*** SOURCE INFORMATION Section Begins ***

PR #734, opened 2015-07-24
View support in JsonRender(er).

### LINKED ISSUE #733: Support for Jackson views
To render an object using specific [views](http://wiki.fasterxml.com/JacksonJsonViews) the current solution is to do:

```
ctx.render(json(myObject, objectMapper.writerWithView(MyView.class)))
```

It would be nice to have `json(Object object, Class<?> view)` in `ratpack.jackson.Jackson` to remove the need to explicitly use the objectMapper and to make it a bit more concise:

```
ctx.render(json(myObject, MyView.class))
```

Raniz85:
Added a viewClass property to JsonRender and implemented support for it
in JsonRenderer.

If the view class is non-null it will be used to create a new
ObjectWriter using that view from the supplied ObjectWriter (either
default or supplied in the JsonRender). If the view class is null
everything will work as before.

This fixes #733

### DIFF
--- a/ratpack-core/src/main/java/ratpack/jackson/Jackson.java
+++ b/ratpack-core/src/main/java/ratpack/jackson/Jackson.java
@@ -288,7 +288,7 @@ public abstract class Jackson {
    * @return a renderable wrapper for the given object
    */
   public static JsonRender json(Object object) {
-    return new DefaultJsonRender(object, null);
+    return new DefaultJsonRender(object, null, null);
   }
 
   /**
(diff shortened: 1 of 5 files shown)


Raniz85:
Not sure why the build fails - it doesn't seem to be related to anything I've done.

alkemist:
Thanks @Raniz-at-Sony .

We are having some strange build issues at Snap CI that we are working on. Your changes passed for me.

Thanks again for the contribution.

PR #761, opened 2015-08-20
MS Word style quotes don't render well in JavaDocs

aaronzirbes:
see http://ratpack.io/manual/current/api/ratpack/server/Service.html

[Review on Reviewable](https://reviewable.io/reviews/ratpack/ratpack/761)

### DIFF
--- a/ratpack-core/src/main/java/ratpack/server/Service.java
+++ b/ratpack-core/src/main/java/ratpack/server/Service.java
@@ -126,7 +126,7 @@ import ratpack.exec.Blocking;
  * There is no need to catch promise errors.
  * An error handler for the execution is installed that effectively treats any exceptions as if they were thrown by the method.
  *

*** SOURCE INFORMATION Section Ends ***
*** SOURCE INFORMATION Section Begins ***

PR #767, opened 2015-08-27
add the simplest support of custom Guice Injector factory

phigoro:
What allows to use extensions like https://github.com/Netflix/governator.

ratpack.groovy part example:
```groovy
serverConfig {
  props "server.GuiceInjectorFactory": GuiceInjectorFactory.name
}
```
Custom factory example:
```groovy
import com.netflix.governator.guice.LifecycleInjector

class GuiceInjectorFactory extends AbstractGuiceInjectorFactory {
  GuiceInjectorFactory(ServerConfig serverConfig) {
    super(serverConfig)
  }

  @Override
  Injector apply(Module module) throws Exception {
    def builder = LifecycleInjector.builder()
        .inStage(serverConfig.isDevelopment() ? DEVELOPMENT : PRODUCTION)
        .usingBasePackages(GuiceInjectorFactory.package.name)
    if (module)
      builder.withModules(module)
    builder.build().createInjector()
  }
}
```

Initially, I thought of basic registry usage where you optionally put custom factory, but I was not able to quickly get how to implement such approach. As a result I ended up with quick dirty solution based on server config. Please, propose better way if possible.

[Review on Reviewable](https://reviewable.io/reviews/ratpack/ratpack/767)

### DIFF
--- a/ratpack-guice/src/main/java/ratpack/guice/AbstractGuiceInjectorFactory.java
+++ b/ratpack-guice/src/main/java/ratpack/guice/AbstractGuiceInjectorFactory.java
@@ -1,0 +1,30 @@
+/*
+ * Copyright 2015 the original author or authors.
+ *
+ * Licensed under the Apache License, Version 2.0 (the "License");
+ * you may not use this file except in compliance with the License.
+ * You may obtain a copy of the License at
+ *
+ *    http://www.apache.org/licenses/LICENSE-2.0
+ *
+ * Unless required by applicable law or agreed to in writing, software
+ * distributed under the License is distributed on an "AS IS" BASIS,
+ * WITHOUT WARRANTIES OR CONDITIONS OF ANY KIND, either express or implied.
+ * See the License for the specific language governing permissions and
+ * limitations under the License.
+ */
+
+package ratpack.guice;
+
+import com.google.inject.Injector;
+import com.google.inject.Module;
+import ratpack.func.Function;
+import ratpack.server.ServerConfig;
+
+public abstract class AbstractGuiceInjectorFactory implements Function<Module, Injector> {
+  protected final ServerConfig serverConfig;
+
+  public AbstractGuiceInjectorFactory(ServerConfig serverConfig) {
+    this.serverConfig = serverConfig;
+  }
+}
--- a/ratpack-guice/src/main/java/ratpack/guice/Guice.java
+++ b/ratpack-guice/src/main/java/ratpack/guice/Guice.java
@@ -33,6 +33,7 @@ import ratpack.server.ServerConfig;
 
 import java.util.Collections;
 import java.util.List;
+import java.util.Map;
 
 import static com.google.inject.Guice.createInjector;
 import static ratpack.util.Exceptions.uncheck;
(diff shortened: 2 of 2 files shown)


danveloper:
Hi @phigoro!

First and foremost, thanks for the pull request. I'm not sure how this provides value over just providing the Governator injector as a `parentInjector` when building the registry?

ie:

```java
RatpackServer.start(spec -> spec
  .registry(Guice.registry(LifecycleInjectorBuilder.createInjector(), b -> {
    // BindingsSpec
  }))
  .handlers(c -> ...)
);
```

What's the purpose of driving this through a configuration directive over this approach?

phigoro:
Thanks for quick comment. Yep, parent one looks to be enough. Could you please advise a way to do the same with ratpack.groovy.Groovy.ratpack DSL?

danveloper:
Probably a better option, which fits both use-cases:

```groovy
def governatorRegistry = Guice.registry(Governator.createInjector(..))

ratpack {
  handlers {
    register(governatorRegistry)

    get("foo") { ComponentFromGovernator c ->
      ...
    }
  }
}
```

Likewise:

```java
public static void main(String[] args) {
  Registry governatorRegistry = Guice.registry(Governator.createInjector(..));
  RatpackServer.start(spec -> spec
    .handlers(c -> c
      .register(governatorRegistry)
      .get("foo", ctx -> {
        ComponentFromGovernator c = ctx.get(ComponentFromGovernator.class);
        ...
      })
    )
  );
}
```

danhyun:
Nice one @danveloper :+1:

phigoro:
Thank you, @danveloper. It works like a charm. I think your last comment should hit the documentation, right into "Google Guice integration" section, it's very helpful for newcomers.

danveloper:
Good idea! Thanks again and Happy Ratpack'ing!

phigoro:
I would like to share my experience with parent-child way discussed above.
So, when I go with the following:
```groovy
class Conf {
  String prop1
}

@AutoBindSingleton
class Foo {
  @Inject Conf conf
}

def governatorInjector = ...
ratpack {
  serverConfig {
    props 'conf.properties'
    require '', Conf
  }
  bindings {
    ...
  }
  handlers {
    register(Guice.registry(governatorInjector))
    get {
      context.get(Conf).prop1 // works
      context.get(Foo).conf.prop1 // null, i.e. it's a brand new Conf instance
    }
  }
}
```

*** SOURCE INFORMATION Section Ends ***
*** SOURCE INFORMATION Section Begins ***

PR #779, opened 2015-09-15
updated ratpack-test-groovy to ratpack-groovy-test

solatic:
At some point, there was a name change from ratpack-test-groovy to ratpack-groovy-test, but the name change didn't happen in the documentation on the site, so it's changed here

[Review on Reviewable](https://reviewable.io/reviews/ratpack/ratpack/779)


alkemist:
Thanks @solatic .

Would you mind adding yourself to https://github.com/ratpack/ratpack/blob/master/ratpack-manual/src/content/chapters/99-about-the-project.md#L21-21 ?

*** SOURCE INFORMATION Section Ends ***

EXERCISE OBJECTIVE
State the count of lines holding the string "comment" in the listing above, and nothing else.

RESULT OF THE EXERCISE
2